In other words I needed and still need to define the concept of "wealth" in a world dominated by the rules of economics where researchers and other intellectuals will probably never agree on one way to define and represent this concept because it is a problem involving "ideological recursiveness" (if such a thing exists).

Back to your post, I agree with the conclusion.

Unfortunately I do not possess the mathematical background nor the type of brain to picture the inconsistency of the Gini coefficient applied to cryptocurrency like you do. In fact my understanding stopped at the dotted line telling me:

No one possessing nothing = everyone possessing everything

Furthermore I cannot stop asking myself how one can measure inequality without first defining "wealth"?

Don't get me wrong, I am not aiming at the structure of your article, I am questioning the ability of mono-criterion models to represent any situation, regardless of their complexity, when the main criteria is not defined within the model itself in a recursive manner.

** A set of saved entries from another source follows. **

Issue #2726, opened 2021-06-24
BFT Reconfiguration: Switch AFT to new config on local commit of UpToDate quorum (rewrite all nodes as Trusted)


ashamis:
Upon a promotion RPC, the primary checks whether there are enough up-to-date LEARNER and TRUSTED nodes in the next configuration, it promotes all LEARNERs to TRUSTED, on which the switch to the next configuration depends.

Questions: Unclear what happens when there are no learners (e.g. only retirements, see also #2731)

achamayou:
Done in #2899 (the solution is: all nodes send ORCs, not just learners).

PR #3477, opened 2022-01-31
Format with Black v22.1.0

eddyashton:
A new version of Black was [just released](https://black.readthedocs.io/en/stable/change_log.html#id1). It contains exactly one breaking change for our code:

> Remove spaces around power operators if both operands are simple (#2726)

I think we want to stick with the latest version (especially since it's finally non-Beta!), but this kind of behaviour change is extremely annoying (and will likely break on our next `release/1.x` build...).

### DIFF
--- a/tests/e2e_logging.py
+++ b/tests/e2e_logging.py
@@ -156,7 +156,7 @@ def test_large_messages(network, args):
             # pass but not others, and finding where does it fail).
             log_id = 40
             for p in range(10, 20) if args.consensus == "CFT" else range(10, 13):
-                long_msg = "X" * (2 ** p)
+                long_msg = "X" * (2**p)
                 check_commit(
                     c.post("/app/log/private", {"id": log_id, "msg": long_msg}),
                     result=True,


jumaffre (approved):

eddyashton:
From Black's stability policy:

```
Stability Policy
----------------

The following policy applies for the *Black* code style, in non pre-release
versions of *Black*:

- The same code, formatted with the same options, will produce the same
  output for all releases in a given calendar year.

  This means projects can safely use `black ~= 22.0` without worrying about
  major formatting changes disrupting their project in 2022. We may still
  fix bugs where *Black* crashes on some code, and make other improvements
  that do not affect formatting.

- The first release in a new calendar year *may* contain formatting changes,
  although these will be minimised as much as possible. This is to allow for
  improved formatting enabled by newer Python language syntax as well as due
  to improvements in the formatting logic.
```

So we could pin to a year, or accept that this kind of break will hit us "roughly now" every year.

FWIW, I think this formatting change is bonkers. The hugging policy is a heuristic, only loosely approximating operator precedence, based on a few claims that it makes (a very specific instance of) maths code (_slightly_) easier to read. That seems like a weird trade-off for an opinionated, uncompromising, deterministic formatter to make! Surely just opening the door for a never-ending parade of "why isn't _this_ operand considered simple?" issues! I'll get off my soapbox now.

achamayou (approved):

achamayou:
@eddyashton fwiw, I'm also not a fan of the hugging policy. The value of black for us (or at least for me), isn't in the format style itself but instead in the fact that there's only one of it, without options, and that the tool runs quickly and reliably for both checking and formatting. Put another way, the value of the tool is the lack of formatting PRs and review comments about formatting.

If that changes over time, and too many changes are introduced, we can either decide to pin or switch formatters.

PR #3479, opened 2022-01-31
Fix JSON configuration RPC public address

jumaffre:
Spotted by @letmaik 

These weren't in sync with the C++ code.

### DIFF
--- a/doc/host_config_schema/cchost_config.json
+++ b/doc/host_config_schema/cchost_config.json
@@ -44,7 +44,7 @@
                 "type": "string",
                 "description": "Local address the node binds to and listens on"
               },
-              "published_rpc_address": {
+              "published_address": {
                 "type": "string",
                 "default": "Value of 'bind_address'",
                 "description": "The published RPC address advertised to clients"
@@ -218,7 +218,7 @@
           "items": {
             "type": "string"
           },
-          "description": "List of ``iPAddress:`` or ``dNSName:`` strings to include as Subject Alternative Names (SAN) in node certificates. If none are set, the node certificate will automatically include the value of the main RPC interface 'published_rpc_address'"
+          "description": "List of ``iPAddress:`` or ``dNSName:`` strings to include as Subject Alternative Names (SAN) in node certificates. If none are set, the node certificate will automatically include the value of the main RPC interface 'published_address'"
         },
         "curve_id": {
           "type": "string",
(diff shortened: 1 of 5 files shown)


eddyashton (approved):

eddyashton:
Can we add a test that runs `cchost --check` with our sample configs, to make sure they remain schema compliant?

jumaffre:
> Can we add a test that runs `cchost --check` with our sample configs, to make sure they remain schema compliant?

There's one already: https://github.com/microsoft/CCF/blob/main/tests/e2e_operations.py#L119

eddyashton:
> > Can we add a test that runs `cchost --check` with our sample configs, to make sure they remain schema compliant?
> 
> There's one already: https://github.com/microsoft/CCF/blob/main/tests/e2e_operations.py#L119
> 
> In this case, the validation still worked because we don't set the `additionalProperties: false` field to the objects. I've tried to set it but it doesn't have any effect, which is intriguing. I'm investigating this now but I think we can merge this PR in the meantime.

Ah, no, I think the reason this still passed is that the schema was _also_ still using the old field name. Can we add a stage to `--check`, where after running valijson to make sure it matches the schema, we try to parse it as our expected C++ type, to make sure that schema matches the code?

jumaffre:
> > > Can we add a test that runs `cchost --check` with our sample configs, to make sure they remain schema compliant?
> > 
> > 
> > There's one already: https://github.com/microsoft/CCF/blob/main/tests/e2e_operations.py#L119
> > In this case, the validation still worked because we don't set the `additionalProperties: false` field to the objects. I've tried to set it but it doesn't have any effect, which is intriguing. I'm investigating this now but I think we can merge this PR in the meantime.
> 
> Ah, no, I think the reason this still passed is that the schema was _also_ still using the old field name. Can we add a stage to `--check`, where after running valijson to make sure it matches the schema, we try to parse it as our expected C++ type, to make sure that schema matches the code?

We do this too on `--check` (before the schema validation even): https://github.com/microsoft/CCF/blob/09ffcdf066c7eb0e20a573da799794798fe5bbd2/src/host/main.cpp#L130-L152

In this case, the schema validation was successful too because `published_address` is marked as optional in the `nlohmann::json` schema.

eddyashton:
> 
> We do this too on `--check` (before the schema validation even):
> 
> In this case, the schema validation was successful too because `published_address` is marked as optional in the `nlohmann::json` schema.

Ahhh, my bad. Cool! Ship it!

PR #3482, opened 2022-02-01
Remove failing install test

eddyashton:
This final test now fails due to schema validation, rather than the network failing to start up. It's no longer a necessary test, so removing it.


eddyashton:
Removing this "release means run extra tests" arg entirely from `test_install.sh` - it's already rarely tested, I don't think it's safe to have even rarer cases.

achamayou:
@eddyashton agreed, all release steps should be tested at least in Daily if not in CI, otherwise we can't be confident they work when we need to cut a release or a patch quickly.

achamayou (approved):

jumaffre:
> @eddyashton agreed, all release steps should be tested at least in Daily if not in CI, otherwise we can't be confident they work when we need to cut a release or a patch quickly.

This is tested in the Daily CI as part of the "SGX Release" job. The goal was to test that BFT wasn't allowed for release builds. I believe we still want such a check, even though the error is now so early (JSON config schema) that it's a bit misleading.

jumaffre (approved):

jumaffre (approved):

PR #3484, opened 2022-02-01
Longer validity range for certificates in unit tests

jumaffre:
It should fix the instability of the `tls_test` in the CI.

### DIFF
--- a/.azure-pipelines-templates/test.yml
+++ b/.azure-pipelines-templates/test.yml
@@ -9,7 +9,7 @@ steps:
       set -ex
       ASAN_SYMBOLIZERS=(/usr/bin/llvm-symbolizer-*)
       export ASAN_SYMBOLIZER_PATH=$(realpath ${ASAN_SYMBOLIZERS[0]})
-      ./tests.sh -VV --timeout ${{ parameters.ctest_timeout }} --no-compress-output -T Test -R tls_test --repeat-until-fail 1000
+      ./tests.sh -VV --timeout ${{ parameters.ctest_timeout }} --no-compress-output -T Test ${{ parameters.ctest_filter }}
     env:
       METRICS_MONGO_CONNECTION: $(METRICS_MONGO_CONNECTION)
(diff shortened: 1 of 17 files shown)


.azure-pipelines-templates/test.yml
```diff
@@ -9,7 +9,7 @@ steps:
       set -ex
       ASAN_SYMBOLIZERS=(/usr/bin/llvm-symbolizer-*)
       export ASAN_SYMBOLIZER_PATH=$(realpath ${ASAN_SYMBOLIZERS[0]})
-      ./tests.sh -VV --timeout ${{ parameters.ctest_timeout }} --no-compress-output -T Test ${{ parameters.ctest_filter }}
+      ./tests.sh -VV --timeout ${{ parameters.ctest_timeout }} --no-compress-output -T Test -R tls_test --repeat-until-fail 1000
```
jumaffre, line 12: Revert before merging.

src/node/test/channels.cpp
```diff
@@ -60,9 +60,9 @@ static crypto::Pem generate_self_signed_cert(
   const crypto::KeyPairPtr& kp, const std::string& name)
 {
   constexpr size_t certificate_validity_period_days = 365;
-  auto valid_from =
-    crypto::OpenSSL::to_x509_time_string(std::chrono::system_clock::to_time_t(
-      std::chrono::system_clock::now())); // now
+  auto valid_from = crypto::OpenSSL::to_x509_time_string(
+    std::chrono::system_clock::to_time_t(std::chrono::floor<std::chrono::weeks>(
+      std::chrono::system_clock::now())));
```
achamayou, line 65:
```suggestion
      std::chrono::system_clock::now() - 24h)));
```

achamayou (approved):

src/node/test/channels.cpp
jumaffre: Good catch!

PR #3497, opened 2022-02-02
Fix for async DNS resolution request cleanup

### LINKED ISSUE #3491: libuv DNS resolve may access deleted object
Seen in CI: https://dev.azure.com/MSRC-CCF/CCF/_build/results?buildId=40968&view=logs&j=383d248c-4494-5797-d98f-6cef5140601e&t=ae32e15b-0191-5f39-7410-be7e80165871&l=42798

```
65: ../src/host/tcp.h:592:41: runtime error: member call on address 0x61500000e900 which does not point to an object of type 'asynchost::TCPImpl'
65: 0x61500000e900: note: object has invalid vptr
65:  45 00 00 62  20 00 00 38 00 00 00 00  00 e9 00 00 50 61 00 00  60 f2 57 b9 a0 7f 00 00  0c 00 00 00
65:               ^~~~~~~~~~~~~~~~~~~~~~~
65:               invalid vptr
65:     #0 0xd2d333 in asynchost::TCPImpl::on_resolved(uv_getaddrinfo_s*, int, addrinfo*) /__w/1/s/build/../src/host/tcp.h:592:41
65:     #1 0x7fa0b955ba84 in uv__work_done (/lib/x86_64-linux-gnu/libuv.so.1+0xca84)
65:     #2 0x7fa0b955eea7  (/lib/x86_64-linux-gnu/libuv.so.1+0xfea7)
65:     #3 0x7fa0b956fb7f in uv__io_poll (/lib/x86_64-linux-gnu/libuv.so.1+0x20b7f)
65:     #4 0x7fa0b955f84b in uv_run (/lib/x86_64-linux-gnu/libuv.so.1+0x1084b)
65:     #5 0x4f13ff in main /__w/1/s/build/../src/host/main.cpp:527:5
65:     #6 0x7fa0b8e7b0b2 in __libc_start_main (/lib/x86_64-linux-gnu/libc.so.6+0x270b2)
65:     #7 0x42521d in _start (/__w/1/s/build/cchost+0x42521d)
65: 
65: SUMMARY: UndefinedBehaviorSanitizer: undefined-behavior ../src/host/tcp.h:592:41 in 
```

This looks like a legitimate bug - if we do an async resolve, the `TCP` object may have been deleted by the time `on_resolved` gets called.

I've created a branch which consistently repros this, by introducing an artificial delay before completing async resolves, so we more regularly (in the reconfig test) hit this: https://github.com/eddyashton/CCF/tree/uv_tcp_resolve_async_leak

I also tried a fix there, which was to record the existence of an async resolve in the `TCP`, and try to cancel it when the `TCP` is destroyed. That doesn't work, has exactly the same failure behaviour. I believe this is because the cancel doesn't happen 'fast enough' (ie - the resolve is already in-flight, so doesn't see/report its cancellation).

wintersteiger:
Here is an overly cautious fix for the cleanup of DNS resolution request objects. We probably don't stricly need `pending_resolve_requests` to be global, but I believe the lock on it is necessary. The key change here is that we run over all pending resolution requests in `~TCPImpl` and we set all references to `this` to `nullptr`, so that we can skip the callback when it fires later. 

Fixes #3491.

### DIFF
--- a/src/host/dns.h
+++ b/src/host/dns.h
@@ -4,10 +4,14 @@
 
 #include "../ds/logger.h"
 
+#include <unordered_set>
 #include <uv.h>
 
 namespace asynchost
 {
+  static std::unordered_set<uv_getaddrinfo_t*> pending_resolve_requests;
+  static std::mutex pending_resolve_requests_mtx;
+
   class DNS
   {
   public:
@@ -31,6 +35,11 @@ namespace asynchost
 
       if (async)
       {
+        {
+          std::unique_lock<std::mutex> guard(pending_resolve_requests_mtx);
+          pending_resolve_requests.insert(resolver);
+        }
+
         if (
           (rc = uv_getaddrinfo(
              uv_default_loop(),
@@ -46,6 +55,10 @@ namespace asynchost
             host,
             service,
             uv_strerror(rc));
+          {
+            std::unique_lock<std::mutex> guard(pending_resolve_requests_mtx);
+            pending_resolve_requests.erase(resolver);
+          }
           delete resolver;
           return false;
         }
--- a/src/host/tcp.h
+++ b/src/host/tcp.h
@@ -148,6 +148,18 @@ namespace asynchost
 
     ~TCPImpl()
     {
+      {
+        std::unique_lock<std::mutex> guard(pending_resolve_requests_mtx);
+        for (auto& req : pending_resolve_requests)
+        {
+          // The UV request objects can stay, but if there are any references
+          // to `this` left, we need to remove them.
+          if (req->data == this)
+          {
+            req->data = nullptr;
+          }
+        }
+      }
       if (addr_base != nullptr)
       {
         uv_freeaddrinfo(addr_base);
@@ -589,7 +601,15 @@ namespace asynchost
 
     static void on_resolved(uv_getaddrinfo_t* req, int rc, struct addrinfo*)
     {
-      static_cast<TCPImpl*>(req->data)->on_resolved(req, rc);
+      {
+        std::unique_lock<std::mutex> guard(pending_resolve_requests_mtx);
+        pending_resolve_requests.erase(req);
+      }
+
+      if (req->data)
+      {
+        static_cast<TCPImpl*>(req->data)->on_resolved(req, rc);
+      }
     }
 
     void on_resolved(uv_getaddrinfo_t* req, int rc)
--- a/src/host/tcp.h
+++ b/src/host/tcp.h
@@ -601,10 +601,8 @@ namespace asynchost
 
     static void on_resolved(uv_getaddrinfo_t* req, int rc, struct addrinfo*)
     {
-      {
-        std::unique_lock<std::mutex> guard(pending_resolve_requests_mtx);
-        pending_resolve_requests.erase(req);
-      }
+      std::unique_lock<std::mutex> guard(pending_resolve_requests_mtx);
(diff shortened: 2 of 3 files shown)


eddyashton (approved):

src/host/tcp.h
```diff
@@ -589,7 +601,15 @@ namespace asynchost
...
-      static_cast<TCPImpl*>(req->data)->on_resolved(req, rc);
+      {
+        std::unique_lock<std::mutex> guard(pending_resolve_requests_mtx);
+        pending_resolve_requests.erase(req);
+      }
+
+      if (req->data)
+      {
+        static_cast<TCPImpl*>(req->data)->on_resolved(req, rc);
+      }
```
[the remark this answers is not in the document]
wintersteiger: Hmmm. I think you're right about that, we should extend that. In the spirit of being overly cautious I'll make that change, just in case the usage pattern of `TCPImpl` changes.

wintersteiger:
Performance: `ls_js_jwt_sgx_cft` is 2% down which looks to be a little outside of the noise. I don't think that's a real concern though.

src/host/tcp.h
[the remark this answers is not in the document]
eddyashton: There's a risk that this could lead to recursive locking, if `on_resolve_failed` re-attempts DNS resolution. It doesn't look like any behaviour does at the moment, but I think there's a risk either way.

src/host/dns.h
```diff
@@ -46,6 +55,10 @@ namespace asynchost
             host,
             service,
             uv_strerror(rc));
+          {
+            std::unique_lock<std::mutex> guard(pending_resolve_requests_mtx);
+            pending_resolve_requests.erase(resolver);
+          }
```
jumaffre, line 61: Should we only append to `pending_resolve_requests` if `uv_getaddrinfo()` is successful?

src/host/tcp.h
```diff
@@ -589,7 +601,13 @@ namespace asynchost
 
     static void on_resolved(uv_getaddrinfo_t* req, int rc, struct addrinfo*)
     {
-      static_cast<TCPImpl*>(req->data)->on_resolved(req, rc);
+      std::unique_lock<std::mutex> guard(pending_resolve_requests_mtx);
+      pending_resolve_requests.erase(req);
```
jumaffre, line 605: Should the lock be released after this line?

wintersteiger: No! See previous (resolved) comment by Eddy. In theory (but not in the current usage pattern) it may become possible that `~TCPImpl` runs between check and use of `req->data`.

src/host/dns.h
wintersteiger: I'm not sure about that. Is it guaranteed that the callback will not be run if `uv_getaddrinfo(...) < 0`? If so, then we can do the insert afterwards, because we won't need `resolver->data`.

jumaffre: http://docs.libuv.org/en/v1.x/dns.html#api

> If successful, the callback will get called sometime in the future with the lookup result

Which I believe implies that the callback won't be called if the call isn't successful?

wintersteiger: Hmm. I think I may have been wrong about this. If we were to add it after a successful call to `uv_getaddrinfo`, then `~TCPImpl` and the callback could be executed (in both orders) before we add it to the set, potentially allowing an invalid pointer to slip through.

In the case of Gini coefficient applied to inequalities what I mean is that in the real life the definition of wealth changes from one culture to another, the local challenges and as we move up in social and economic status.

The same observation can be made about our voting systems, our risk management models, our economic forecasting...

In my opinion if you want to analyze the relation between cryptocurrency and inequalities I suggest to try "multiple-criteria decision analysis" and "multi-objective optimization".

A multi-criteria paradigm not only defines a list of criteria being used to represent the problem but also requires the object to interact directly with your model during the research.

It starts simply with step by step survey and it ends with complex math as usual :D

Step 1 - to prepare a list of criteria defining "wealth" in a specific part of the world at a specific time

Step 2 - to conduct a "survey" asking people from different background to order the list from the most important criteria to the least, let's call it the "profile" (this can dramatically change the definition of inequality from one place/group to another ).

Step 3 - to ask people to apply a coefficient for each criteria for example asking: "how holding crypto affects your situation in term of criteria N (I guess this step will also dramatically change the results depending on the local regulations regarding crypto)

Step 4 - to use a model to visualize the effect of crypto on inequalities according to each profiles defined in Step 2. (I guess we should see similar profiles depending on the social status in a specific place)

Step 5 - to eventually extrapolate in a way a multi-profile analysis could be made

What do you think about this method?

In the meantime I wish everyone a great day!